Cancer Research Lab

The prevalence of morphological abnormalities is elevated in patients with pediatric cancers, a finding that suggests “an important role of constitutional genetic defects and/or prenatal environmental factors in pediatric oncogenesis,” Dutch investigators report.

Dr. Johannes H. M. Merks and associates at the Academic Medical Center in Amsterdam compared the prevalence of morphological abnormalities among 175 children newly diagnosed with cancer, 898 long-term survivors of childhood cancer, and 1007 schoolchildren who served as controls.

Subjects were evaluated for 214 age-independent morphological abnormalities.

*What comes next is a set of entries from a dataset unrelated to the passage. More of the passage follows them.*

PR #3176, opened 2020-12-18
Pass upload size to backends and sanity check it

MichaelEischer:
restic did not pass the expected file size to the Swift backend during a save operation. The Azure backend had to read the upload into memory to determine it's size. The latter is replaced by explicitly providing the file size to the backend.

The second part of the PR adds sanity checks that a file was actually uploaded completely. This could help retry some situations which would otherwise cause incomplete uploads. I've also noticed that the go had a bug where io.Copy produced empty files https://github.com/golang/go/issues/42400 .

No.

Checklist
---------

### DIFF
--- a/internal/backend/azure/azure.go
+++ b/internal/backend/azure/azure.go
@@ -4,7 +4,6 @@ import (
 	"context"
 	"encoding/base64"
 	"io"
-	"io/ioutil"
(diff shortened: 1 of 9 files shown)


fd0 (approved):
Great idea! I've rebased it on master.

PR #199, opened 2017-08-14
Add support for CoroutineContext to execute binding in separate threads

### LINKED ISSUE #197: Add `bind` combinator for monadic comprehensions
`bind(coroutineContext)` is a special binding combinators that ensure bindings happen in the proper coroutine context since some framework such as Realm or Rx require effects happening in certain threads. This combinator can delegate to `async/await` internally passing through the coroutine context and invoking `resume` on completion.

Down the road integrations for RX, Realm etc can provide specializations and CorotuineContext instances specific to those frameworks.

pakoito:
This PR adds support for passing a CoroutineContext to both `binding` and `bindInContext`, which would then execute the block in that specific Context.

I've added a law to test it, along with some helpers to run resources-bound tests.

Major abnormalities were present in 26.8% of patients and in 15.5% of controls (p < 0.001); prevalence of minor anomalies was 65.1% and 56.2%, respectively (p < 0.001). Cases were also significantly more likely to have combinations of morphological abnormalities.

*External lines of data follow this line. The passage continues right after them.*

Issue #194, opened 2017-08-13
Remove all instances of `! (not)` in monadic binds


raulraja:
Take care of #39 leaving only `monad.bind()` and `bind { monad }`

PR #201, opened 2017-08-14
Remove instances of ! from tests

npatarino:
As it says in #194 the "!" mark it's already removed.

### DIFF
--- a/kategory-effects/src/test/kotlin/kategory/effects/data/IOTest.kt
+++ b/kategory-effects/src/test/kotlin/kategory/effects/data/IOTest.kt
@@ -209,11 +209,10 @@ class IOTest : UnitSpec() {
         "IO.binding should for comprehend over IO" {
             val result = IO.binding {
                 val x = IO.pure(1).bind()
-                val y = !IO { x + 1 }
-                val z = bind { IO { y + 1 } }
-                yields(z)
+                val y = bind { IO { x + 1 } }
+                yields(y)
             }.ev()
-            result.unsafeRunSync() shouldBe 3
+            result.unsafeRunSync() shouldBe 2
         }
     }
 }
--- a/kategory/src/test/kotlin/kategory/data/NonEmptyListTest.kt
+++ b/kategory/src/test/kotlin/kategory/data/NonEmptyListTest.kt
@@ -39,36 +39,32 @@ class NonEmptyListTest : UnitSpec() {
 
         "NonEmptyListMonad.binding should for comprehend over NonEmptyList" {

Fourteen abnormalities were independently and significantly associated with childhood cancer. Among them, blepharophimosis, asymmetric lower limbs, Sydney crease, broad foot, and port-wine stain were at least 9-fold more common in the cancer patients.

Pattern analysis revealed an established tumor predisposition syndrome in 42 patients (3.9%), which compares with a prevalence of < 1% in the general Dutch population. In addition, two previously unidentified patterns of co-occurring morphological abnormalities were identified.

There were 13 patients with at least two abnormalities in the cluster of blepharophimosis, increased angulation of the spine, patchy skin hypopigmentation, and multiple café-au-lait spots. Twenty-one patients were affected by the cluster of asymmetric lower limbs, tall stature, midface hypoplasia, ptosis, and pectus carinatum or excavatum.

“The detection of patterns of morphological abnormalities allows identification of new tumor predisposition syndromes,” Dr. Merks’ team concludes.